Grand Traverse County fraud and misrepresentation claim dismissal upheld

Shirley Akers was swindled out of nearly a quarter-million dollars by Margaret Zimmerman, a former employee of Bankers Life and Casualty Company.  Akers sued Bankers Life, alleging that it committed fraudulent concealment or intentional misrepresentation when it wrote and told Akers that Zimmerman was no longer employed by Bankers Life, but failed to reveal that Zimmerman was discharged for unethical behavior.    After the discharge, Zimmerman solicited her former Bankers LIfe-client to make investments in several "ponzi"-type vehicles.

Akers could not sue for negligence because she did not bring her action within three years of Bankers Life's alleged misconduct, however, if she could prove fraud, the statute of limitations would be longer.

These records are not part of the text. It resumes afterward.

PR #2643, opened 2024-07-02
Handle nullable dictionaries in modular

MaryGao:
Hanld the nullable dictionary in modular.

fix the azure fleet build issue.

image

### DIFF
--- a/packages/typespec-test/test/openai_generic/generated/typespec-ts/src/models/models.ts
+++ b/packages/typespec-test/test/openai_generic/generated/typespec-ts/src/models/models.ts
@@ -668,7 +668,7 @@ export interface CreateCompletionRequest {
    * between -1 and 1 should decrease or increase likelihood of selection; values like -100 or 100
    * should result in a ban or exclusive selection of the relevant token.
    */
-  logitBias?: Record<string, number>;
+  logitBias?: Record<string, number> | null;
   /**
    * A unique identifier representing your end-user, which can help OpenAI to monitor and detect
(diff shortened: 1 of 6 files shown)


packages/typespec-test/test/openai_generic/generated/typespec-ts/src/models/models.ts
```diff
@@ -668,7 +668,7 @@ export interface CreateCompletionRequest {
    * between -1 and 1 should decrease or increase likelihood of selection; values like -100 or 100
    * should result in a ban or exclusive selection of the relevant token.
    */
-  logitBias?: Record<string, number>;
+  logitBias?: Record<string, number> | null;
```
MaryGao, line 671: This issue isn't raised up because this happened in input model so converting `Record<string, number>` to `Record<string, number> | null` will have no issue.

But we would have compile error if happened for output models.

qiaozha: Not related to this pr but I found the original typespec is 
` logit_bias?: Record<safeint> | null;` and there's no `@clientName` decorator, we just automatically normalize the name in Modular layer, wonder if that's expected?

qiaozha (approved):
LGTM, a minor comment.

packages/typespec-test/test/openai_generic/generated/typespec-ts/src/models/models.ts
MaryGao: interesting finding, i created an issue for that https://github.com/Azure/autorest.typescript/issues/2645. let's talk there.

Continue reading "Grand Traverse County fraud and misrepresentation claim dismissal upheld" »

June 24, 2009

Court dismisses woman's toxic mold exposure claim after Supreme Court eliminates "discovery" rule

Connie Colaianni alleged that she suffered numerous sinus and respiratory problems after her workplace moved into a newly-renovated location in 1998.  She did not sue until July of 2003, however, and the landlord argued that her case should be dismissed because it was not in compliance with the three-year statute of limitations. The trial court held that Colaianni did not reasonably discover the basis for her claim until her doctor diagnosed her illness as stemming from toxic mold exposure, and therefore concluded her suit was timely, as it was filed within three years of reasonable discovery. 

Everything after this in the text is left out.